-- REQUIRED WORK --
Print verbatim the opening line of the material and every subsequent line through the one containing "Inserting transactions in".
RECORDS FOR THIS EXERCISE Block Start
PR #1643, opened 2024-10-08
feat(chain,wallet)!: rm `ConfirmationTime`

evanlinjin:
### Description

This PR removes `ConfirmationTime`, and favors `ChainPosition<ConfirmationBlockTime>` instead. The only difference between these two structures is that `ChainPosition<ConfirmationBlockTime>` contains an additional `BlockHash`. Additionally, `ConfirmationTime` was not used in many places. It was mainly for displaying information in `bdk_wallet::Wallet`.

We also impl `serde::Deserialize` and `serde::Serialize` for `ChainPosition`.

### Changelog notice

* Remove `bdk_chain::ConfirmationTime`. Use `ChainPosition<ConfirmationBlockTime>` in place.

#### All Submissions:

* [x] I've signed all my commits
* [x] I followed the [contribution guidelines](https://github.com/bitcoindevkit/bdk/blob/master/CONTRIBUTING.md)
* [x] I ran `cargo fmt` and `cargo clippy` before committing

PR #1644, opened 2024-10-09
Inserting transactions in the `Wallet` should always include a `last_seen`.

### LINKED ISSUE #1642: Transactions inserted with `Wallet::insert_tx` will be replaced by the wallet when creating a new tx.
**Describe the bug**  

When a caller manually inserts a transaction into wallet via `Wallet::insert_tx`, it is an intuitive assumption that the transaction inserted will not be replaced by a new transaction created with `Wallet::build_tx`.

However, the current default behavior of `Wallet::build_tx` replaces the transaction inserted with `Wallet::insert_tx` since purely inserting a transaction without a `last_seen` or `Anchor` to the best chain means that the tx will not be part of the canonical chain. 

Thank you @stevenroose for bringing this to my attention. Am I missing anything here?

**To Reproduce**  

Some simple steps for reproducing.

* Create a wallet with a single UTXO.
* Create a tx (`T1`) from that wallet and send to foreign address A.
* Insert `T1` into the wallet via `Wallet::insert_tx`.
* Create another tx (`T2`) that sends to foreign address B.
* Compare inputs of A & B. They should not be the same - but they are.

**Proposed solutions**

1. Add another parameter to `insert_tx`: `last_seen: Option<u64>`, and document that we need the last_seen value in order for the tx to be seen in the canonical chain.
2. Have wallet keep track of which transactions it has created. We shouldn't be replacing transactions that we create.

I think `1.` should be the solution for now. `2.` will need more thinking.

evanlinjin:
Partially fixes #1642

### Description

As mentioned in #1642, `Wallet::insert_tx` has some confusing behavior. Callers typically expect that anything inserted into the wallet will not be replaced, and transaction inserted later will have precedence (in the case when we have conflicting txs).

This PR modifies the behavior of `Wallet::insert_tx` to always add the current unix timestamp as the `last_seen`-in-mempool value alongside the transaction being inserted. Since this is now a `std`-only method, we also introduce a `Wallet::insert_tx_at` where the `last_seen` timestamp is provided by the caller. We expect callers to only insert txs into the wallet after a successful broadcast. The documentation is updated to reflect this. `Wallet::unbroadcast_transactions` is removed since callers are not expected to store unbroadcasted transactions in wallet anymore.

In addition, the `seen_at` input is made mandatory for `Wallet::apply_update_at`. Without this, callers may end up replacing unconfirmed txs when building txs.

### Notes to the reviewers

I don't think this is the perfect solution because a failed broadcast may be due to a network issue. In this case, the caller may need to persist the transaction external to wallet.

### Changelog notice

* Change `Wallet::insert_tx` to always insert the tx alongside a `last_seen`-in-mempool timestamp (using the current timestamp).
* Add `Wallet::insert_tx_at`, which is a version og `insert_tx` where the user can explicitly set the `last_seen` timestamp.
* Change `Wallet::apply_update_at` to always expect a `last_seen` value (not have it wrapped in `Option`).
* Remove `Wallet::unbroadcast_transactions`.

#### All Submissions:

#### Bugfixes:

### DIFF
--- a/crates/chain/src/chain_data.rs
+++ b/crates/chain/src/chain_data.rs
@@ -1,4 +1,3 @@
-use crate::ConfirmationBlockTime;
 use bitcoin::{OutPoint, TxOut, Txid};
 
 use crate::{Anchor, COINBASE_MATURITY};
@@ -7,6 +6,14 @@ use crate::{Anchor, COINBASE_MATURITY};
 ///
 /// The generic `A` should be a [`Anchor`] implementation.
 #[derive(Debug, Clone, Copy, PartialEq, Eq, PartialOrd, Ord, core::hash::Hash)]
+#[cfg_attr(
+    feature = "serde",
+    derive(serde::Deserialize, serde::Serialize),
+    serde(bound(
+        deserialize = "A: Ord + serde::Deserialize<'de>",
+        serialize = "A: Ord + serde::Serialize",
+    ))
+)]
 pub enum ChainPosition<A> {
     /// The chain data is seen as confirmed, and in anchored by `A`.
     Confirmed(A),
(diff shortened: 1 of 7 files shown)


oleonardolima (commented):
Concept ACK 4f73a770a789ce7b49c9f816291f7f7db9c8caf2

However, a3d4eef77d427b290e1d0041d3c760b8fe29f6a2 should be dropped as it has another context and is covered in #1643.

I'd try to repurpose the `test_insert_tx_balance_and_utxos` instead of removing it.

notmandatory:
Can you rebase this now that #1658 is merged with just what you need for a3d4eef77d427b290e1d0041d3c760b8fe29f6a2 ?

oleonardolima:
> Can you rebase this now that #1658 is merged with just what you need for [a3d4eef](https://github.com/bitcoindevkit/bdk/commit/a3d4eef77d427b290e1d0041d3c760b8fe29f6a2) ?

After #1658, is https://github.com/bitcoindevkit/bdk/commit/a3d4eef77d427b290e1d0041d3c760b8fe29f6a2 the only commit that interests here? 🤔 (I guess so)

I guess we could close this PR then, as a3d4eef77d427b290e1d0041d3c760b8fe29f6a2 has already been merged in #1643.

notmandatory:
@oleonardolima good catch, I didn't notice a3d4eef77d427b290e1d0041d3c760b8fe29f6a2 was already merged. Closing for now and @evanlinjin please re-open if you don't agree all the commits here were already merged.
RECORDS FOR THIS EXERCISE Block End
-- WRITTEN RESPONSE --
PR #1643, opened 2024-10-08
feat(chain,wallet)!: rm `ConfirmationTime`

evanlinjin:
### Description

This PR removes `ConfirmationTime`, and favors `ChainPosition<ConfirmationBlockTime>` instead. The only difference between these two structures is that `ChainPosition<ConfirmationBlockTime>` contains an additional `BlockHash`. Additionally, `ConfirmationTime` was not used in many places. It was mainly for displaying information in `bdk_wallet::Wallet`.

We also impl `serde::Deserialize` and `serde::Serialize` for `ChainPosition`.

### Changelog notice

* Remove `bdk_chain::ConfirmationTime`. Use `ChainPosition<ConfirmationBlockTime>` in place.

#### All Submissions:

* [x] I've signed all my commits
* [x] I followed the [contribution guidelines](https://github.com/bitcoindevkit/bdk/blob/master/CONTRIBUTING.md)
* [x] I ran `cargo fmt` and `cargo clippy` before committing

PR #1644, opened 2024-10-09
Inserting transactions in the `Wallet` should always include a `last_seen`.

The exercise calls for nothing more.